2011/3/8 john alexander sanabria ordonez <john.sanabria(a)correounivalle.edu.co>:
Hi,
I want submit commands against a VMWare hypervisor via virsh in a
non-interactive way. I can connect to my [remote] hypervisor via virsh as
follows:
virsh -c gsx://ic-p19-01?no_verify=1
then, it asks me for login and [root] password and I'm in.
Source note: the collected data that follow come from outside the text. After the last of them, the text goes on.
PR #349, opened 2015-04-13
Speed up schema migration when loading all schemas from a directory

prazanna:
The following changes are made
1. kicking off HbaseAdmin.createTableAsync for a bunch of tables and waiting for HBaseAdmin.isTableAvailable for all the tables is much quicker than the sync version HBaseAdmin.createTable sequentially for all the tables. The SchemaTool waits for a maximum of 10 minutes for all the tables to become available which seems like a very legible buffer.
2. HBaseAdmin.disableTable and HBaseAdmin.enableTable are very costly (~25% time spent over the schema migration). Instead of creating tables as and when we know about a entity schema, construct the HTableDescriptor for all the entity schemas for a specific table, this was we dont have to add column families at a later point of time which requires the disable and enable

### DIFF
--- a/kite-data/kite-data-hbase/src/main/java/org/kitesdk/data/hbase/avro/example/UserProfileExample.java
+++ b/kite-data/kite-data-hbase/src/main/java/org/kitesdk/data/hbase/avro/example/UserProfileExample.java
@@ -68,7 +68,7 @@ public class UserProfileExample {
    * The constructor will start by registering the schemas with the meta store
    * table in HBase, and create the required tables to run.
    */
-  public UserProfileExample() {
+  public UserProfileExample() throws InterruptedException {
     Configuration conf = HBaseConfiguration.create();
     HTablePool pool = new HTablePool(conf, 10);
     SchemaManager schemaManager = new DefaultSchemaManager(pool);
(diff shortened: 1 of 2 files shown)


rdblue:
Looks like this breaks the CDH4 and Hadoop 1 profiles. That's not necessarily a blocker because we need to discuss when to drop support for them. If that's the route you'd like to go, could you bring it up on the list? Otherwise, we should try to make this work for all profiles.

prazanna:
I trust I have fixed the hadoop-1 and cdh4 profiles now. But it looks like Travis has hit some kind of transient error building the hadoop-1 profile.

prazanna:
testValidMiniCluster(org.kitesdk.minicluster.TestMiniCluster)  Time elapsed: 3.805 sec  <<< ERROR!
java.net.BindException: Port in use: localhost:50070.

Can someone with write access re-kick the travis build for this PR? Thanks.

rdblue:
Kicked, thanks @prazanna!

rdblue:
Just merged this as https://github.com/kite-sdk/kite/commit/acd0459095fb095971183394067f3208cfebac60

I forgot, but in the future could you make sure the commit message starts with a reference to a JIRA issue? Thanks!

What mechanism can be used to submit commands, e.g. virsh -c
gsx://localhost?no_verify list --all, with no password at all? A modified
version of the connection string is required? what is the structure of that
connection string? Additional parameters to the 'virsh' command?
Thank you,
Currently that's an unsolved problem. The connection string is
considered to be public information, and libvirt doesn't support
passing secret information like a password via the connection string
because of this. That's the reason why only
virsh -c gsx://root@ic-p19-01?no_verify=1
is supported, but the following isn't
virsh -c gsx://root:password@ic-p19-01?no_verify=1
VMware ESX supports login via SSPI pass-through authentication. This
allows to login to an ESX server using your already authenticated
Windows session. The problem with SSPI is that it's Windows specific
and requires a domain controller, as far as I have understood it.
For non-Windows systems there is login via username and password only.
Currently libvirt support passing the username in the connection
string only. There is no mechanism to automatically pass the password
as well, yet.
One possibility could be to store the password in plaintext in your
home directory. For example in ~/.libvirt/credentials or maybe more
specific to the ESX driver as in ~/.libvirt/esx/credentials. The
format of the file could look like this
# <challenge>:<username>:<password>
ic-p19-01:root:password
192.168.5.10:root:f00baR
But storing passwords in plaintext isn't such a good idea. On the
other hand I don't see other options for automated login.